The task: Scan the records below for the string "version" and return every line where it appears.

(Stored items)
#####

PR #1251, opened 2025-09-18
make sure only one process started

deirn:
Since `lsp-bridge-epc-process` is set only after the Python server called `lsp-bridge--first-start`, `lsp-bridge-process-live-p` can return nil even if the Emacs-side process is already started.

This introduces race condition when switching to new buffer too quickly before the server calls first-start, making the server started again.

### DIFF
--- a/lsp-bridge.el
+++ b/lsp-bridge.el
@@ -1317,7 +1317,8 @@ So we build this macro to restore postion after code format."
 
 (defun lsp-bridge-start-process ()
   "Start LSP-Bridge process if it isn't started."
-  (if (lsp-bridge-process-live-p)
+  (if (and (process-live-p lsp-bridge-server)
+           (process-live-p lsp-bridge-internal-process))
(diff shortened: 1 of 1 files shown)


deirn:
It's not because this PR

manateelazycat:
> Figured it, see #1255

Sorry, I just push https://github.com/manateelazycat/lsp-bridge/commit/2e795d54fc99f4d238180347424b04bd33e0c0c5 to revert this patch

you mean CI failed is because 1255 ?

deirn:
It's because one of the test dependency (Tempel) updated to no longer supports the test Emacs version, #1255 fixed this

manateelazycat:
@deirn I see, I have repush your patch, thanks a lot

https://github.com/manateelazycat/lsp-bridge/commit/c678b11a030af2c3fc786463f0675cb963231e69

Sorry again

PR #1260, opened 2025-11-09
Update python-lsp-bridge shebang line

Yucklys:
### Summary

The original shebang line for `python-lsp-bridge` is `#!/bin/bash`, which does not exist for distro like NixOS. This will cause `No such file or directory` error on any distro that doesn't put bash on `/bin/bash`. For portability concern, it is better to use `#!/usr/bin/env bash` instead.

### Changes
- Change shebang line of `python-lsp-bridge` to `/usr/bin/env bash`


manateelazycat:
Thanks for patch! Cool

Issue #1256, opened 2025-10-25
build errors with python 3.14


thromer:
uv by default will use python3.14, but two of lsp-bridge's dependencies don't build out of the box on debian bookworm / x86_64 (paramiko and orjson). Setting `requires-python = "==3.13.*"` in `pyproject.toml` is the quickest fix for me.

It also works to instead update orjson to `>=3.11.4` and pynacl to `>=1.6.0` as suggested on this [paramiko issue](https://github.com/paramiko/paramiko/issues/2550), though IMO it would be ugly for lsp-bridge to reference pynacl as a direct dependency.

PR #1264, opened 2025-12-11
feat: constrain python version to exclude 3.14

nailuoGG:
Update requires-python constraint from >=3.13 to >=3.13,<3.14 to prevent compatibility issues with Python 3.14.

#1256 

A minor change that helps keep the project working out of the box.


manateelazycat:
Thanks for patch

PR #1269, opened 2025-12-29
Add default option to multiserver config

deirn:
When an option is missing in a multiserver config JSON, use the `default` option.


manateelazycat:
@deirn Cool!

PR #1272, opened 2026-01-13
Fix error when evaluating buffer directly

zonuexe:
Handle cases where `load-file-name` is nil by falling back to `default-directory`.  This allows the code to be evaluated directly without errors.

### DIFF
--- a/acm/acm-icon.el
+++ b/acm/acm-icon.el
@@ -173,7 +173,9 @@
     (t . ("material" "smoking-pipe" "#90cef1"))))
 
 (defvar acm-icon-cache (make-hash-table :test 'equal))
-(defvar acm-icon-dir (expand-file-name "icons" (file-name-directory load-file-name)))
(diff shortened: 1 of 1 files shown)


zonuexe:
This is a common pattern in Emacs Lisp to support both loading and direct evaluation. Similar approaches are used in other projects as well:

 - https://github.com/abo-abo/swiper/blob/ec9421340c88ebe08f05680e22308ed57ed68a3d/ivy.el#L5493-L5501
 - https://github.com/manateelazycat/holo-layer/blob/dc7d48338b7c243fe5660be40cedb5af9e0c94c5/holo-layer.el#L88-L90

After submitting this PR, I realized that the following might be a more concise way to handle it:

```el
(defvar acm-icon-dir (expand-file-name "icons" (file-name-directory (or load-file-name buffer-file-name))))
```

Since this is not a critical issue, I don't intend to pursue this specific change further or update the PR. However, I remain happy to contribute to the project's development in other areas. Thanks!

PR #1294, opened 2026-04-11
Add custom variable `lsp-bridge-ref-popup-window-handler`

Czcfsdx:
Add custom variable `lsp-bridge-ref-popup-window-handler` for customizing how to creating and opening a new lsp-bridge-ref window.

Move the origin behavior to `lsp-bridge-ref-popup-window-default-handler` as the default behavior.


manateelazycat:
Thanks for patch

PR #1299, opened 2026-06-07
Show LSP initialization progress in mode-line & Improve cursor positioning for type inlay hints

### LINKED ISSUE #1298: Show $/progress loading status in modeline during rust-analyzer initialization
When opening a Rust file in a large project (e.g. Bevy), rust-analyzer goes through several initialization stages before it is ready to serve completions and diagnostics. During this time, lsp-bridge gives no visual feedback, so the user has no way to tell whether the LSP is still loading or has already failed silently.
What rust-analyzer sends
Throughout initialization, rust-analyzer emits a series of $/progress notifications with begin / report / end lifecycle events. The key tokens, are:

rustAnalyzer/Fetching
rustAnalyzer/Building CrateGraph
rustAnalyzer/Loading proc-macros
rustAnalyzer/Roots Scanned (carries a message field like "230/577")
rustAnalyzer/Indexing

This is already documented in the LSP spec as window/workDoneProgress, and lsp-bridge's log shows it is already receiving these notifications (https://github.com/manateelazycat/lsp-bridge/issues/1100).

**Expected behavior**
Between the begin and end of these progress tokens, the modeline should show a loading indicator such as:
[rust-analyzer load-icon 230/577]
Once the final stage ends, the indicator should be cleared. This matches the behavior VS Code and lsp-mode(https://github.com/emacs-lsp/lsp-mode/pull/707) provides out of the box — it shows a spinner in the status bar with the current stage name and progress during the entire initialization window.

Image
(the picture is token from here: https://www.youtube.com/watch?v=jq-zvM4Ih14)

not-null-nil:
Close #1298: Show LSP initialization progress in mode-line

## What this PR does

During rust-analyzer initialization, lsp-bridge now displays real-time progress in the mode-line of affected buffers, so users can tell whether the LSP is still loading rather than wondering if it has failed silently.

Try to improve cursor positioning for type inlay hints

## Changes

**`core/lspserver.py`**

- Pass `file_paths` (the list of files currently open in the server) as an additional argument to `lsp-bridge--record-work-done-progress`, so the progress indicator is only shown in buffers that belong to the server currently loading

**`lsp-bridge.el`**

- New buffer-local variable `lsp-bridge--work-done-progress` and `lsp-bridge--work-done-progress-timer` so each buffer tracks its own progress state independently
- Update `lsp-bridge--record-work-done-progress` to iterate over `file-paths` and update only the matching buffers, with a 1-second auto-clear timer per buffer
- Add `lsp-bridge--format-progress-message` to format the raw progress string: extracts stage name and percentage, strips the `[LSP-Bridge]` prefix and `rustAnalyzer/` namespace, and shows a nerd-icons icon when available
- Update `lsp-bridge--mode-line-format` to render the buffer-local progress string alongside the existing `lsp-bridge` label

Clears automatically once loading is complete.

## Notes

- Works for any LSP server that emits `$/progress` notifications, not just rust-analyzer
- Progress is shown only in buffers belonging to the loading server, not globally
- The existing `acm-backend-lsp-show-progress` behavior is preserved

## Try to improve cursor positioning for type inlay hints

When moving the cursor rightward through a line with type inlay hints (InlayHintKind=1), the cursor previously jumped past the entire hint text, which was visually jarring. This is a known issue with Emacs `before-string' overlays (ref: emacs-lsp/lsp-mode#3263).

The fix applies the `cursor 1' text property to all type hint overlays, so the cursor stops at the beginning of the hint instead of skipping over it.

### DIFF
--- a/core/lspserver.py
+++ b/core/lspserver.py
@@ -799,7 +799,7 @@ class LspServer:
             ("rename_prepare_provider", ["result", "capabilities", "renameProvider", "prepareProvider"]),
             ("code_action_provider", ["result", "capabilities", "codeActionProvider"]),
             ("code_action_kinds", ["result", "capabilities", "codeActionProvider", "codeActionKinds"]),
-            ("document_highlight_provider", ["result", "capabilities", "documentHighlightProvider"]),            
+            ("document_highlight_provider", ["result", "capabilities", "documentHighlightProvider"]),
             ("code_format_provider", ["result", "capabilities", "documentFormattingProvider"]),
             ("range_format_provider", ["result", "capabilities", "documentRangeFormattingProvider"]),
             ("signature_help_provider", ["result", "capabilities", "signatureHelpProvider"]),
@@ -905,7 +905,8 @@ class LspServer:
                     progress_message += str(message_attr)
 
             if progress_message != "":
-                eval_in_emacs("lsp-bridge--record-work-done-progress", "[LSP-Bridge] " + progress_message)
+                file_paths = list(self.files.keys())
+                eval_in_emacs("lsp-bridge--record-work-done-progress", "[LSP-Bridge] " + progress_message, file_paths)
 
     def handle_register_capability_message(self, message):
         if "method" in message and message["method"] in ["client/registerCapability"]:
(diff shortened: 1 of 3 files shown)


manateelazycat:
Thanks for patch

#####

Task output:
It's because one of the test dependency (Tempel) updated to no longer supports the test Emacs version, #1255 fixed this
feat: constrain python version to exclude 3.14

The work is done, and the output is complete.